= Edith Escombe =

English writer (1866–1950)

Edith Escombe (1866–1950) was an English writer of stories and essays born in Manchester. Several of her works concern marriage and the demands it makes on women. Two of her novellas were republished in 2010 and 2011 by the British Library. Her debut work was the memoir Bits I Remember (1892), which gives an entertaining account of her childhood and her education by governesses and in boarding school.

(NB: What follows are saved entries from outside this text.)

PR #1332, opened 2024-04-10
Remove NoContraction on fmul & fadd when compiling w/ cl-mad-enable

### LINKED ISSUE #1331: Improve `-cl-mad-enable` support
This is coming from https://github.com/krrishnarraj/clpeak runs.

`clpeak` compiles with `-cl-mad-enable`

`clspv` generates less efficient kernels than other OpenCL compilers because it decorates `OpFMul` and `OpFAdd` with `NoContraction`.

When `-cl-mad-enable` is set, we should not decorate those 2 nodes.

rjodinchr:
Fix #1331

### DIFF
--- a/include/clspv/Option.h
+++ b/include/clspv/Option.h
@@ -302,6 +302,9 @@ bool PrintfSupport();
 // Returns the size of the printf buffer in bytes. The default value is 1MB.
 uint32_t PrintfBufferSize();
 
+// Returns true when compiling with '-cl-mad-enable'
+bool ClMadEnable();
+
 } // namespace Option
 } // namespace clspv
 
--- a/lib/Compiler.cpp
+++ b/lib/Compiler.cpp
@@ -105,11 +105,6 @@ static llvm::cl::opt<bool>
                    llvm::cl::desc("This option disables all optimizations. The "
                                   "default is optimizations are enabled."));
 
-static llvm::cl::opt<bool> cl_mad_enable(
-    "cl-mad-enable", llvm::cl::init(false),
-    llvm::cl::desc("Allow a * b + c to be replaced by a mad. The mad computes "
-                   "a * b + c with reduced accuracy."));
-
 static llvm::cl::opt<bool> cl_no_signed_zeros(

From 1902 until 1907, Escombe was a regular writer of the magazine The Parents' Review. A Monthly Magazine of Home-Training and Culture, covering aspects of child care and education such as "over-education", "natural growth" and "Christmas without children".

==Family==
Edith Escombe was third in a family of six girls and two boys born to William Escombe (died 1882), a Manchester shipping and insurance agent, and his wife Eliza, née Fergusson. She later lived at Bishopstoke, near Eastleigh, Hampshire with her mother, who died in 1930, and her sisters. The family firm provided them with a comfortable living. The firm was later the subject of a short history: Full and Down: The History of Escombe, McGrath & Company Limited (1953) by William Malcolm Lingard Escombe.

==Works==
Escombe's first book, the memoir Bits I Remember, published under the pseudonym "A Grown-Up" (1892), gives an entertaining account of her childhood and her education by governesses and in boarding school. Also humorous and subtle are some later novellas about women and marriage. A Tale that is Told (1893, republished by the British Library in 2010) and Stucco and Speculation (1894, likewise republished by the British Library in 2011) both involve experimental marriages. Two other novellas, Love's Ghost and Le Glaive, appeared in one volume in 1903.

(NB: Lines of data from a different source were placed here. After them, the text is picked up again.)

PR #1336, opened 2024-04-19
Update LLVM

rjodinchr:


ben-clayton (approved):
Thank you!

lib/UndoByvalPass.cpp
```diff
@@ -126,7 +126,10 @@ PreservedAnalyses clspv::UndoByvalPass::run(Module &M,
       // Update caller site.
       for (auto User : Users) {
         // Create new call instruction for new function without byval.
-        CallInst *Call = cast<CallInst>(User);
+        CallInst *Call = dyn_cast<CallInst>(User);
```
dneto0, line 129: Yeah, it seems weird to have uses of the function F that aren't calls.  But certainly we're only replacing the calls here, so it's fine to skip. Otherwise the code asserts out anyway.

But I'm curious about whether the test suite actually exercises this case.  And if something does use F, what happens on the erase-from-parent down on line 157?

dneto0 (commented):
LGTM.

dneto0 (approved):
This a net improvement. Approving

Escombe's volume of essays, Old Maids' Children (1906), explores child-rearing from the viewpoint of an aunt. Phases of Marriage (1907) is expressly critical of marriage as an institution and what it can do to women who are insufficiently educated and independent for the role.

Escombe contributed regularly between 1902 and 1907 to The Parents' Review. A Monthly Magazine of Home-Training and Culture, covering aspects of child care and education such as "over-education", "natural growth" and "Christmas without children".